The analyzer and anonymizer engines are loaded on the first call to run(), or by calling warm_up() explicitly beforehand.

Usage example

python
from haystack import Document
from haystack_integrations.components.preprocessors.presidio import PresidioDocumentCleaner

cleaner = PresidioDocumentCleaner()
result = cleaner.run(documents=[Document(content="My name is John and my email is john@example.com")])
print(result["documents"][0].content)
# My name is <PERSON> and my email is <EMAIL_ADDRESS>

init

python
__init__(
*,
language: str = "en",
entities: list[str] | None = None,
score_threshold: float = 0.35
) -> None

Initializes the PresidioDocumentCleaner.

Parameters:

  • language (str) – Language code for PII detection. Defaults to "en". See Presidio supported languages.
  • entities (list[str] | None) – List of PII entity types to detect and anonymize (e.g. ["PERSON", "EMAIL_ADDRESS"]). If None, all supported entity types are used. See Presidio supported entities.
  • score_threshold (float) – Minimum confidence score (0-1) for a detected entity to be anonymized. Defaults to 0.35. See Presidio analyzer documentation.

warm_up

python
warm_up() -> None

Initializes the Presidio analyzer and anonymizer engines.

This method loads the underlying NLP models. In a Haystack Pipeline, this is called automatically before the first run.

run

python
run(documents: list[Document]) -> dict[str, list[Document]]

Anonymizes PII in the provided Documents.

Parameters:

  • documents (list[Document]) – List of Documents whose text content will be anonymized.

Returns:

  • dict[str, list[Document]] – A dictionary with key documents containing the cleaned Documents.

haystack_integrations.components.preprocessors.presidio.presidio_text_cleaner

PresidioTextCleaner

Anonymizes PII in plain strings using Microsoft Presidio.

Accepts a list of strings, detects personally identifiable information (PII), and returns a new list of strings with PII replaced by entity type placeholders (e.g. <PERSON>). Useful for sanitizing user queries before they are sent to an LLM.

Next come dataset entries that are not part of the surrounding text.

Issue #88, opened 2014-12-01
rebase to v0.5+ upstream


jdef:
Much has changed since 0.4x. A short list of **some** of the impacting changes appears below:

* services v2 (portals) support. aka ip-per-service model
* namespaces
* authentication and authorization framework (appears to be incubating)
* initial ipv6 support
* pod update support
* events

[[EDIT]]
* Release notes for [0.5x](https://github.com/GoogleCloudPlatform/kubernetes/releases/tag/v0.5)
* Release notes for [0.6x](https://github.com/GoogleCloudPlatform/kubernetes/releases/tag/v0.6.1)

jdef:
resolved with merge of #102

Issue #59, opened 2014-11-05
services should not require pods and pod-templates to declare explicit hostPort's


jdef:
since merging #54 services can now connect to pods but only if those pods (or pod templates) are declared with a hostPort != 0. not including a hostPort definition is the same as assigning a value of zero, which triggers the default k8s behavior of not publishing the containerPort to the host at all. specifying a hostPort allows a service to become attached to the hostIP:hostPort, but this (a) requires that users are explicitly maintaining a list of available/consumed host ports, and; (b) limits the number of instances of said pod/pod-template to 1 per-host.

the enhancement here is to somehow allow an end user to specify that their pod/pod-template wants a hostPort, but without explicitly naming that port. mesos supports this by offering up a range of available ports to the k8s-mesos scheduler, but there's no way for the scheduler to know when a user wants a hostPort dynamically assigned from the available port range.

i've previously suggested a magic hostPort of 1 to indicate to the scheduler that dynamic hostPort assignment is desired by the end-user. upon observing a value of 1 the scheduler would dynamically allocate a host port from the available offers and update the pod's desired state to reflect the newly allocated port.

this seems extremely hackish, and limits the real-world use of hostPort 1 by this particular mesos scheduler. however it is backwards compatible with k8s existing use of hostPort 0 as well as with the existing JSON API (no new fields are required).

an alternative approach is to require an end-user to apply a magic label (something like "dynamic-host-port" with, perhaps, a boolean value of true/false) to obtain this behavior. initially this seems cleaner than the magic hostPort=1 approach, but seems to start us down a path of using labels to obtain specific scheduler behavior -- and I'm not sure that's the direction we want to go.

@adam-mesos @ConnorDoyle Thoughts?

jdef:
since the kubernetes architecture has changed, and the kubelet is now responsible for pod rectification, it seems MUCH safer to allocate random host ports for each container port so that services may be redirected to them. That means reusing lots of the code from the expose_services_label branch that deals with hostport allocation when hostport == 0.

As part of this, thinking about an optional label (k8sm.mesosphere.io/service-ports ?) that if specified, restricts which dynamic host ports (hostport == 0) are actually allocated from an offer (as opposed to the default, which would be all of them). So if a container declared:

`ports: [{ containerPort: 80}, {containerPort: 443}, {containerPort:9999}]`

..  then it could also specify the label:

`labels=[{name:"k8sm.mesosphere.io/service-ports", value:"80,443"}]`

[...]

PR #103, opened 2014-12-08
k8sm/expose label to indicate that hostPort==0 should be exposed on an available port

jdef:
This branch attempts to implement a solution for #59.

A special label `k8sm:expose` may be used to auto-publish a container port to the host, using any non-conflicting port in a mesos resource offer. Non-conflicting means that (a) it's in the "ports" resource range of the offer, and; (b) no other container in the pod has directly specified that pod as its HostPort.

`k8sm:expose` currently accepts a single value `'*'`, which auto-publishes all container ports with HostPort == 0 (wildcard ports). Current thinking is that the value of this label could also be a comma-delimited list of Port.ContainerPort's (int or string) to which the auto-publish rule would be applied.

TODOs:
- [ ] endpoint controller currently uses DesiredState to derive endpoints: this is a **problem** because currently the pod_task implementation (purposefully) doesn't overwrite DesiredState, which means that findPort() will return 0 for wildcard ports -- not good. perhaps our implementation of endpoint controller could query /boundPods on the kubelet? (would need to wait for rebase to 05x (see #88)). **Alternative:** "filter" the GetPods and ListPods results, updating the DesiredState and CurrentState for all returned objects such that wildcard host port overrides are updated on the fly. This makes the endpoint controller happy, and allows us to keep a "cleanroom" DesiredState spec stored with the task.
- [x] consider `k8sm/expose` as an alternative label? there seems to be a tendency in k8s for using `'/'` as a delimiter for other things.

### DIFF
--- a/Makefile
+++ b/Makefile
@@ -55,6 +55,8 @@ WITH_MESOS_CGO_FLAGS :=  \
 	  CGO_CXXFLAGS="$(CGO_CXXFLAGS)" \
 	  CGO_LDFLAGS="$(CGO_LDFLAGS)"
 
+WITH_MESOS_LD_LIBRARY_PATH := LD_LIBRARY_PATH=$(WITH_MESOS_DIR)/lib
+
 endif
 
 export SHELL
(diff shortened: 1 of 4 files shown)


jdef:
This approach may become less necessary as support for ipv6 will probably launch with docker 1.5, and kubernetes is probably not very far behind.

jdef:
closing this out for now, will revisit later. many changes from this PR have already been merged, except those that actually change the allocation strategy. recommendation is to start a new PR at some later point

The analyzer and anonymizer engines are loaded on the first call to run(), or by calling warm_up() explicitly beforehand.

Usage example

python
from haystack_integrations.components.preprocessors.presidio import PresidioTextCleaner

cleaner = PresidioTextCleaner()
result = cleaner.run(texts=["Hi, I am John Smith, call me at 212-555-1234"])
print(result["texts"][0])
# Hi, I am <PERSON>, call me at <PHONE_NUMBER>

init

python
__init__(
*,
language: str = "en",
entities: list[str] | None = None,
score_threshold: float = 0.35
) -> None

Initializes the PresidioTextCleaner.

Parameters:

  • language (str) – Language code for PII detection. Defaults to "en". See Presidio supported languages.
  • entities (list[str] | None) – List of PII entity types to detect and anonymize (e.g. ["PERSON", "PHONE_NUMBER"]). If None, all supported entity types are used. See Presidio supported entities.
  • score_threshold (float) – Minimum confidence score (0-1) for a detected entity to be anonymized. Defaults to 0.35. See Presidio analyzer documentation.

warm_up

python
warm_up() -> None

Initializes the Presidio analyzer and anonymizer engines.

This method loads the underlying NLP models. In a Haystack Pipeline, this is called automatically before the first run.

run

python
run(texts: list[str]) -> dict[str, list[str]]

Anonymizes PII in the provided strings.

Parameters:

  • texts (list[str]) – List of strings to anonymize.

Returns:

  • dict[str, list[str]] – A dictionary with key texts containing the cleaned strings.